Doug Engelbart

    Long ago, back during my years in grad school, I worked with Doug Engelbart's small group at the Stanford Research Institute (SRI) where some crazy new ideas were being explored about ordinary people sitting in front of displays, using computers "on-line" to do "knowledge work" by pointing at things on the screen using a little device called a "mouse" that Doug had invented.   Just for fun, here's a link to the 1968 demo site with video of the debut of the mouse and the first implementations of the ideas of hypertext, dynamic linking in documents, multiple windows, shared-screen teleconferencing, and on and on.   If you go about 2/3's of the way toward the end, you'll see me as a youngster with incontrovertible evidence that I was a smart-aleck even then.

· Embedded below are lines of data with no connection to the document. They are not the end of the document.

PR #81, opened 2024-08-02
Prototype using new LensKit pipeline abstraction

mdekstrand:
This is a prototype of how the new pipeline I built for LensKit (lenskit/lkpy#462) would fit into the POPROX recommenders.

### DIFF
--- a/src/poprox_recommender/default.py
+++ b/src/poprox_recommender/default.py
@@ -1,19 +1,27 @@
 # pyright: basic
 import logging
+from dataclasses import dataclass
 from typing import Any
 
-from poprox_concepts import ArticleSet, InterestProfile
+from poprox_concepts import Article, ArticleSet, InterestProfile
 from poprox_recommender.components.diversifiers import MMRDiversifier, PFARDiversifier, TopicCalibrator
 from poprox_recommender.components.embedders import ArticleEmbedder, UserEmbedder
 from poprox_recommender.components.filters import TopicFilter
 from poprox_recommender.components.rankers.topk import TopkRanker
 from poprox_recommender.components.samplers import UniformSampler
 from poprox_recommender.components.scorers import ArticleScorer
+from poprox_recommender.lkpipeline import Pipeline
 from poprox_recommender.model import get_model
-from poprox_recommender.pipeline import PipelineState, RecommendationPipeline
 
 logger = logging.getLogger(__name__)
 logger.setLevel(logging.DEBUG)
+
+
+@dataclass
+class Recommendations:
+    recs: list[Article]
+    initial: ArticleSet | None = None
+    reranked: ArticleSet | None = None
 
 
 def select_articles(
@@ -22,7 +30,7 @@ def select_articles(
     interest_profile: InterestProfile,
     num_slots: int,
     algo_params: dict[str, Any] | None = None,
-) -> PipelineState:
+) -> Recommendations:
     """
     Select articles with default recommender configuration.
     """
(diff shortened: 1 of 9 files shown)


src/poprox_recommender/default.py
```diff
@@ -1,28 +1,36 @@
...
 
 logger = logging.getLogger(__name__)
 logger.setLevel(logging.DEBUG)
 
 
+@dataclass
+class Recommendations:
+    recs: list[Article]
+    initial: ArticleSet | None = None
+    reranked: ArticleSet | None = None
```
karlhigley, line 24: This gives me pause because I don't think reranking is the only pipeline step that we may be interested in before and after states of. One of the advantages of `PipelineState` was that you could design your pipeline any way you wanted and still grab particular component outputs by name

src/poprox_recommender/default.py
```diff
@@ -34,16 +42,25 @@ def select_articles(
...
+
+    result = pipeline.run(*wanted, candidate=candidate_articles, clicked=clicked_articles, profile=interest_profile)
 
-    return pipeline(inputs)
+    if topk is None:
+        assert isinstance(result, ArticleSet)
+        return Recommendations(result.articles, initial=result)
+    else:
+        assert isinstance(result, tuple)
+        reranked, initial = result
```
karlhigley, line 59: Relying on tuple order here seems a potential smell—if we're going to return a data structure, it should probably be at least a `namedtuple` or `dataclass`

karlhigley: Also not wild about returning different types in different circumstances

src/poprox_recommender/default.py
```diff
@@ -82,18 +99,26 @@ def personalized_pipeline(num_slots: int, algo_params: dict[str, Any] | None = N
...
-    pipeline.add(article_embedder, inputs=["clicked"], output="clicked")
-    pipeline.add(user_embedder, inputs=["clicked", "profile"], output="profile")
-    pipeline.add(article_scorer, inputs=["candidate", "profile"], output="candidate")
-    pipeline.add(topk_ranker, inputs=["candidate", "profile"], output="ranked")
-    pipeline.add(ranker, inputs=["candidate", "profile"], output="reranked")
+    pipeline = Pipeline()
+    candidates = pipeline.create_input("candidate", ArticleSet)
+    clicked = pipeline.create_input("clicked", ArticleSet)
+    profile = pipeline.create_input("profile", InterestProfile)
+    e_cand = pipeline.add_component("embed-candidates", article_embedder, article_set=candidates)
```
karlhigley, line 106: The verb style naming here feels a little weird to me, because a component is conceptually a thing rather than an action. If you really want the verb style, I don't think `add_component` is the right method name to go with that (but I do like `add_component` because I think it aligns more naturally with the mental model that e.g. a diversifier is a component of a larger pipeline/system.)

mdekstrand: Fair! I was trying to do something consistent (and make a consistent recommendation in the docs), and wasn't 100% on this but favored “pick one, be consistent, and document the rec”.

We can use nouns / noun phrases, and it would be slightly longer in some cases but I think would read reasonably well:

```
e_cand = pipeline.add_component("candidate-embedder", ...)
```

Or if we want to name it after the thing returned:

```
e_cand = pipeline.add_component("candidate-embeddings", ...)
```

Working through that example, we have 3 possible naming conventions:

1. The name of the component itself (embedder).
2. The name of the component's return data (embeddings).
3. The action performed by the component (embed).

Based on your rationale, it sounds like you would lean towards (1).

src/poprox_recommender/default.py
mdekstrand: <sidebar> This is another place where I really wish Python's type system had named types. With named types, we could do fun things like let the input be a `TypedDict` of nodes and the output is a `TypedDict` of return data.

Right now `run` has several overloads so that its return type is statically inferred based on the node object types, when those are available (up to 5 requested node outputs).

src/poprox_recommender/default.py
mdekstrand: I've pushed an update with the component name naming.

mdekstrand: Would it make more sense to have something like `add_process` or `add_stage` and use the verb-based naming? Not sure it would, just pondering while I update the docs.

mdekstrand:
Cross-added the pipeline updates to LensKit in lenskit/lkpy#466.

mdekstrand:
Now merged and tested w/ @karlhigley's new pipeline components change.

src/poprox_recommender/default.py
karlhigley: I like the noun-style naming better because I find it easier to think about composing objects than actions, but if we went the verb-style route I was considering `add_step`

src/poprox_recommender/default.py
```diff
@@ -82,23 +85,31 @@ def personalized_pipeline(num_slots: int, algo_params: dict[str, Any] | None = N
         logger.info("Recommendations will be ranked with plain top-k.")
         ranker = topk_ranker
 
-    pipeline = RecommendationPipeline(name=diversify)
+    # TODO put pipeline name back in
```
karlhigley, line 88: Worth resolving this now or want to wait for a follow-up PR?

tests/integration/test_smoke.py
```diff
@@ -25,7 +25,7 @@ def test_direct_basic_request():
         req.num_recs,
     )
     # do we get recommendations?
-    assert len(outputs.recs) > 0
+    assert len(outputs.default.articles) > 0
```
karlhigley, line 28: Not a blocker: Wonder if this might be worth applying some syntactic sugar to avoid having to sprinkle `default` in so many places

karlhigley (approved):

src/poprox_recommender/default.py
mdekstrand: #85 adds it :)

tests/integration/test_smoke.py
mdekstrand: Quite possibly.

    Here's what the Office of the Secretary of Commerce had to say in a press release at the time that Doug was awarded the National Medal of Technology, the highest award for technological achievement the United States has to offer.   (There's more about Doug at the Bookstap Institute site.)

"Dr. Engelbart, more than any other single person, set the stage for that component of the computer revolution now called personal computing.   During the early 1960s, when the hallmark of computing was large mainframe computers, he correctly saw that a close, interactive, and continual relationship between a computer and its user would yield enormous benefit in making that person more efficient and effective."

Article about Doug and Moore's Law:   This article originally appeared in the April 17, 2005 issue of The New York Times and reveals that not only did Doug invent the mouse, it seems that he also invented Moore's Law before Moore did!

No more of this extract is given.